[Collected data]
PR #1799, opened 2016-09-30
Sample XML schema for injecting into CCR/CCLF

stephenrichards:


spikes/xml/claim.xml
```diff
@@ -0,0 +1,237 @@
+<claim>
+    <claim_details>
+        <claim_uuid>2161f858-cb16-4c77-9792-28defcbc5688</claim_uuid>
+        <!-- type can be Advocate, Litigator Final, Litigator Interim, Litigator Transfer -->
+        <type>Advocate</type>
+        <!--provider_key is the key that CCR/CCLF use to identify provider-->
+        <provider_key>2161f858-cb16-4c77-9792-28defcbc5688</provider_key>
+        <!--We can either send an id that identifies the creator to CCCD, or an id used byCCRR/CCLF -->
```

= WHAT YOU ARE ASKED TO DO =
Print all records shown above, word for word.

= WORKED SOLUTION =
PR #1799, opened 2016-09-30
Sample XML schema for injecting into CCR/CCLF

stephenrichards:


spikes/xml/claim.xml
```diff
@@ -0,0 +1,237 @@
+<claim>
+    <claim_details>
+        <claim_uuid>2161f858-cb16-4c77-9792-28defcbc5688</claim_uuid>
+        <!-- type can be Advocate, Litigator Final, Litigator Interim, Litigator Transfer -->
+        <type>Advocate</type>
+        <!--provider_key is the key that CCR/CCLF use to identify provider-->
+        <provider_key>2161f858-cb16-4c77-9792-28defcbc5688</provider_key>
+        <!--We can either send an id that identifies the creator to CCCD, or an id used byCCRR/CCLF -->
```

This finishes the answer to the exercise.